Owner Ruhel Islam made headlines after his restaurant went up in flames. His response—posted to Facebook by his daughter—gained more than 40,000 reactions with Islam saying, "Let my building burn, justice needs to be served. Put those officers in jail."
"At the end, I felt like it's a building. We can rebuild... but we cannot give a life back to his family," Islam said.
Since then, Islam has been working on what's next for the restaurant.
Gandhi Mahal, a Bangladeshi-Indian restaurant, opened in 2008—the same year Islam became a U.S. Citizen.
They started the fine dining establishment during the Great Recession as a way to bring people together over a meal.

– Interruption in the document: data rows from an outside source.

PR #393, opened 2021-04-19
chore(deadline): adding retries for http requests and timeouts for custom resources

ryyakobe:
This PR fixes 2 potential issues in RFDK:
1. SEP configuration uses HTTP/HTTPS requests to connect to the RenderQueue. We only send one request, so in case of a failure, the stack will be rolled back. This PR adds possibility to retry the requests in case of `503 Service Temporarily Unavailable error` and other `5xx` errors.
2. Our `SimpleCustomResource implementation` doesn't handle Lambda timeouts properly. When Lambda runs out of time, the execution is stopped without sending a failure signal to the CloudFormation. This causes the deployment to hang for a long time (1 hour) before indicating the error. With the changes from this PR, we will always stop the execution earlier then Lambda times out, so the signal will be always sent to the CloudFormation.
----

### DIFF
--- a/packages/aws-rfdk/lib/lambdas/nodejs/lib/aws-lambda/types.ts
+++ b/packages/aws-rfdk/lib/lambdas/nodejs/lib/aws-lambda/types.ts
@@ -13,4 +13,5 @@
 export interface LambdaContext {
   readonly logGroupName: string;
   readonly logStreamName: string;
+  getRemainingTimeInMillis?(): number;
 }
--- a/packages/aws-rfdk/lib/lambdas/nodejs/lib/aws-lambda/types.ts
+++ b/packages/aws-rfdk/lib/lambdas/nodejs/lib/aws-lambda/types.ts
@@ -13,5 +13,5 @@
 export interface LambdaContext {
   readonly logGroupName: string;
   readonly logStreamName: string;
-  getRemainingTimeInMillis?(): number;
+  getRemainingTimeInMillis(): number;
 }
--- a/packages/aws-rfdk/lib/lambdas/nodejs/lib/custom-resource/simple-resource.ts
+++ b/packages/aws-rfdk/lib/lambdas/nodejs/lib/custom-resource/simple-resource.ts
@@ -90,11 +90,18 @@ export abstract class SimpleCustomResource {
         ]).finally(() => clearTimeout(timer));
       };
 
-      // getRemainingTimeInMillis() should always be available. It is optional only in our code for backwards compatibility.
-      const remainingTime = context.getRemainingTimeInMillis?.() ?? 1000;
+      const defaultReserveTimeMs = 3000;
+      const remainingTimeMs = context.getRemainingTimeInMillis();
+      let reserveTimeMs = Math.min(0.2 * remainingTimeMs, defaultReserveTimeMs);
+      if (reserveTimeMs < defaultReserveTimeMs) {
+        console.debug(`The remaining Lambda execution time of ${reserveTimeMs} ` +
+        `ms might not be sufficient to send a CloudFormation response. At least ${defaultReserveTimeMs} ms is required. ` +
+        'Please increase the Lambda timeout.');
+      }
+
       cfnData = await timeout(
         this.handleEvent(event, context, resourceProperties, physicalId),
-        remainingTime - 1000,
+        remainingTimeMs - reserveTimeMs,
         new Error('Timeout error'),
       );
     } catch (e) {
--- a/packages/aws-rfdk/lib/lambdas/nodejs/lib/custom-resource/simple-resource.ts
+++ b/packages/aws-rfdk/lib/lambdas/nodejs/lib/custom-resource/simple-resource.ts
@@ -78,32 +78,25 @@ export abstract class SimpleCustomResource {
     let cfnData: object | undefined;
 
     console.log(`Handling event: ${JSON.stringify(event)}`);
-    const requestType: string = event.RequestType;
     const resourceProperties: object = event.ResourceProperties ?? {};
     const physicalId: string = calculateSha256Hash(resourceProperties);
 
     try {
-      if (requestType === 'Create') {
-        if (!this.validateInput(resourceProperties)) {
-          throw Error(`Input did not pass validation check. Check log group "${context.logGroupName}" ` +
-            `for log stream ${context.logStreamName} for additional information.`);
-        }
-        cfnData = await this.doCreate(physicalId, resourceProperties);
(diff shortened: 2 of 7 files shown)


packages/aws-rfdk/lib/lambdas/nodejs/lib/aws-lambda/types.ts
```diff
@@ -13,4 +13,5 @@
 export interface LambdaContext {
   readonly logGroupName: string;
   readonly logStreamName: string;
+  getRemainingTimeInMillis?(): number;
```
ddneilson: Why optional? afaik, it shouldn't break anything to make this required -- it is actually required... we just never used it before.

packages/aws-rfdk/lib/lambdas/nodejs/lib/custom-resource/simple-resource.ts
```diff
@@ -78,32 +78,25 @@ export abstract class SimpleCustomResource {
...
+          prom,
+          new Promise((_r, rej) => timer = setTimeout(rej, time, exception)),
+        ]).finally(() => clearTimeout(timer));
+      };
+
+      // getRemainingTimeInMillis() should always be available. It is optional only in our code for backwards compatibility.
+      const remainingTime = context.getRemainingTimeInMillis?.() ?? 1000;
+      cfnData = await timeout(
+        this.handleEvent(event, context, resourceProperties, physicalId),
+        remainingTime - 1000,
```
ddneilson: Is 1s enough time to reliably resolve the S3 put-object request that signals success/failure of the custom resource? Would we be better off with a timeout that's a bit more generous just in case there's a service blip in S3? e.g. 5s?

packages/aws-rfdk/lib/lambdas/nodejs/lib/deadline-client/deadline-client.ts
```diff
@@ -150,38 +179,51 @@ export class DeadlineClient {
     return options;
   }
 
+  private async performRequestWithRetry(options: https.RequestOptions, retriesLeft: number, retryDelayMs: number, data?: string): Promise<Response> {
+    return this.performRequest(options, data)
```
ddneilson: Just curious... why this style of syntax instead of something like:
```ts
try {
  return await this.performRequest(options, data);
} catch (...) {
 ... exception handling
}
```

packages/aws-rfdk/lib/lambdas/nodejs/lib/aws-lambda/types.ts
ryyakobe: Making it not optional breaks the unit-tests of [pad-efs-storage](https://github.com/aws/aws-rfdk/blob/mainline/packages/aws-rfdk/lib/lambdas/nodejs/pad-efs-storage/test/handlers.test.ts#L129). I could add something like `getRemainingTimeInMillis: () => 1000,` to the unit-tests and remove optional. Do you agree with such a fix?

ddneilson: Yeah, that sounds perfectly reasonable to me.

packages/aws-rfdk/lib/lambdas/nodejs/lib/custom-resource/simple-resource.ts
ryyakobe: The default Lambda timeout is actually 3 seconds. I could throw an exception with a message `Please increase Lambda timeout` if the `remainingTime` is less than 5 seconds. This will not give us a strong guarantee, but most likely will be caught during the development. What do you think?

packages/aws-rfdk/lib/lambdas/nodejs/lib/deadline-client/deadline-client.ts
ryyakobe: Just because of the historical reasons. I like your style more, so will use it instead.

packages/aws-rfdk/lib/lambdas/nodejs/lib/custom-resource/simple-resource.ts
ddneilson: We could do some math maybe and do the warning for during development? Just to make sure that it'll still timeout and try to send the S3 response if the Lambda timeout is too low.
e.g. Something like `min(0.2 * remainingTime, 3000)` ?

ryyakobe: Sounds good. I've decided to keep 3 seconds instead of 5, used the math you proposed and also added printing a debug message if the remaining time is less than 3 seconds.

packages/aws-rfdk/lib/lambdas/nodejs/lib/custom-resource/simple-resource.ts
```diff
@@ -78,32 +78,32 @@ export abstract class SimpleCustomResource {
...
+      };
+
+      const defaultReserveTimeMs = 3000;
+      const remainingTimeMs = context.getRemainingTimeInMillis();
+      let reserveTimeMs = Math.min(0.2 * remainingTimeMs, defaultReserveTimeMs);
+      if (reserveTimeMs < defaultReserveTimeMs) {
+        console.debug(`The remaining Lambda execution time of ${reserveTimeMs} ` +
+        `ms might not be sufficient to send a CloudFormation response. At least ${defaultReserveTimeMs} ms is required. ` +
+        'Please increase the Lambda timeout.');
       }
```
horsmand, line 108: It's not obvious where the `3000` is coming from or how we chose the values in `0.2 * remainingTimeMs`. Could you add a comment to this section about what we're doing?

horsmand (approved):

packages/aws-rfdk/lib/lambdas/nodejs/lib/custom-resource/simple-resource.ts
ryyakobe: I've added explanation for the purpose of reserved time in a new commit. The values don't have much background behind them. We simply want to finish earlier than Lambda's timeout, so I first used just 1 second. But we also want to be sure, that we will have enough time to notify CloudFormation about the failure, thus we increased that time to 3 seconds.

The smallest timeout in our code is `30` seconds. So we would keep `27` seconds for the actual function execution. That's why I didn't want to increase the reserved time from `3 seconds` to an even bigger number.

ddneilson (approved):

yashda (approved):
Looks good to me. Nice generic solution to resolve the timeout issues in CFN. Thanks Roman!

"I came as a stranger and we've been building community the last 12 years through this restaurant," said Islam, who is from Bangladesh.
Gandhi Mahal became bigger than a restaurant. Islam is passionate about social justice issues, including hunger and food insecurity.
"Some people have the... ability to go to the good food, organic food. Not everyone can afford those foods," Islam said. "If you go to the store, there's a divide. Organic, expensive. You're dividing right there."
The old restaurant included an aquaponics system in the basement where they grew, among other things, tilapia, cilantro and a Minnesota-made curry plant. He also used the system to educate others about our connection to food. Islam said, "52 steps from basement to kitchen. Who can get fresher?"
Now Islam is starting from scratch.
Gandhi Mahal Restaurant is located on 27th Avenue S near Lake Street and just a block away from the now destroyed 3rd Police Precinct.
Islam said it could take three to four years to rebuild in that location. He's collaborating with neighbors and fellow business owners on how they can come back. A GoFundMe page has raised more than $122,000. Islam hopes to return to a building that will stand for the next 100 years or more.
"We have a blank canvas now. We're going to draw our picture. We want to draw our dream. What is that dream? Turn it into a completely LEED-certified, sustainable... building," Islam said. "Our vision is to come strong with collaboration. So next building, next building, we'll do it together."
While rebuilding at the Lake Street location, Islam is opening a temporary restaurant at 3025 E. Franklin Avenue in the Seward neighborhood called "Gandhi Mahal's Curry in a Hurry."
Curry in a Hurry will serve takeout and delivery. They hope to open some time in September. Islam said they'll post updates on their Facebook page.
While Islam moves forward, he's not forgetting the past.
"We don't want any other brothers and sisters dead or killed and then one year later we forget about it. We don't want to do that," Islam said. "Our decision makers need to go deep, go deep and change... they need to make changes."